§ REQUIRED ACTION
Copy all lines holding the word "args" from the entries.

TASK MATERIAL Start Marker

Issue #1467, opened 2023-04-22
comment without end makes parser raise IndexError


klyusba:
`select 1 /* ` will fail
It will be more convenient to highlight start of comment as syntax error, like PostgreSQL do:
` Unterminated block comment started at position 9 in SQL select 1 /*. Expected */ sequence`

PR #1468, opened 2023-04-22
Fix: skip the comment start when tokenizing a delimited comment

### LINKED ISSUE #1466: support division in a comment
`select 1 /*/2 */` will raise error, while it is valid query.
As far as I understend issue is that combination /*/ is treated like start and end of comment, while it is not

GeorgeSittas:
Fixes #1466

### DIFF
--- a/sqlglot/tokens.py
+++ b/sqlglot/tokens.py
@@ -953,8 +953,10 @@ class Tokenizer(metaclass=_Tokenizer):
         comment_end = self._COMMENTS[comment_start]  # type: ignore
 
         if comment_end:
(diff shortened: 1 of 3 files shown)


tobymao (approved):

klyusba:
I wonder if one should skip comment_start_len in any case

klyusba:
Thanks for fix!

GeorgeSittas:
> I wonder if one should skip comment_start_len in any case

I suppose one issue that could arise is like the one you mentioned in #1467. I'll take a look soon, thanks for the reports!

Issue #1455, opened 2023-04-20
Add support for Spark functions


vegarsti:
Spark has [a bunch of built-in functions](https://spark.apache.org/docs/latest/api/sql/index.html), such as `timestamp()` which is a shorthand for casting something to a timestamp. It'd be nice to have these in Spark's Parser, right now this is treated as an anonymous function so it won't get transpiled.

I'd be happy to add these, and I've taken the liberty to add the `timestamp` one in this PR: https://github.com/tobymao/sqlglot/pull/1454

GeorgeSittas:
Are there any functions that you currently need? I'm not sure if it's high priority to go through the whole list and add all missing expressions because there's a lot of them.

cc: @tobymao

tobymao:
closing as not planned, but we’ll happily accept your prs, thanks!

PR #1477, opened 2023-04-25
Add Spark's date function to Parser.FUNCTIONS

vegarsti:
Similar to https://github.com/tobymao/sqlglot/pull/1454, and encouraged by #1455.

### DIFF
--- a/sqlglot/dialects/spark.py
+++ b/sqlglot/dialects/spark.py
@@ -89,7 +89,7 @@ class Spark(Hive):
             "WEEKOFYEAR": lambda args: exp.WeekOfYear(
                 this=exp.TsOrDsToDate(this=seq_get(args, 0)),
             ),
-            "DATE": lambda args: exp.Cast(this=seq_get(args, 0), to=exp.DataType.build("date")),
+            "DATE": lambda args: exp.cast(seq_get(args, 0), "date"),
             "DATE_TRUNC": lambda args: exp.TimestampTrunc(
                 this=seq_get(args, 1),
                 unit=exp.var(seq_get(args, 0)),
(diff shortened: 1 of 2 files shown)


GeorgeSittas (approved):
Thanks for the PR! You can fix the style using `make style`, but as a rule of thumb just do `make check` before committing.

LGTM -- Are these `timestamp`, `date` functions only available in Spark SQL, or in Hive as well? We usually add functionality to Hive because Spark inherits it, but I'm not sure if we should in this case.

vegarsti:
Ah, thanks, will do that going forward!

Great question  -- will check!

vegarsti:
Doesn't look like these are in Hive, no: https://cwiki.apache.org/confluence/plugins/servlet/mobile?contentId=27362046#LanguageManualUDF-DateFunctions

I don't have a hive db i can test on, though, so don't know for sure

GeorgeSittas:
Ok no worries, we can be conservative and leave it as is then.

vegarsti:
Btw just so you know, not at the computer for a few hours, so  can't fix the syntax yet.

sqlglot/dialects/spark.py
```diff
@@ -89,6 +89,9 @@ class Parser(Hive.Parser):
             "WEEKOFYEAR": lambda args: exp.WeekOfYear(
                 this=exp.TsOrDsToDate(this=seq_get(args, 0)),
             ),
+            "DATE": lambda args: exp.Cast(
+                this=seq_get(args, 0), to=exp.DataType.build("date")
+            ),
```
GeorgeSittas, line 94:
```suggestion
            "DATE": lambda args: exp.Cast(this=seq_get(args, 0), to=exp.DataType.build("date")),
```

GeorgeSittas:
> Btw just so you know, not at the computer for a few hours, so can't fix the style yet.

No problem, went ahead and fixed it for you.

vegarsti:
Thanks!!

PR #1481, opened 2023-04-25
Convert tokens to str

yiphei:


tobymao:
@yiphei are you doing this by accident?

TASK MATERIAL End Marker

§ SOLUTION
             "WEEKOFYEAR": lambda args: exp.WeekOfYear(
                 this=exp.TsOrDsToDate(this=seq_get(args, 0)),
-            "DATE": lambda args: exp.Cast(this=seq_get(args, 0), to=exp.DataType.build("date")),
+            "DATE": lambda args: exp.cast(seq_get(args, 0), "date"),
             "DATE_TRUNC": lambda args: exp.TimestampTrunc(
                 this=seq_get(args, 1),
                 unit=exp.var(seq_get(args, 0)),
             "WEEKOFYEAR": lambda args: exp.WeekOfYear(
                 this=exp.TsOrDsToDate(this=seq_get(args, 0)),
+            "DATE": lambda args: exp.Cast(
+                this=seq_get(args, 0), to=exp.DataType.build("date")
            "DATE": lambda args: exp.Cast(this=seq_get(args, 0), to=exp.DataType.build("date")),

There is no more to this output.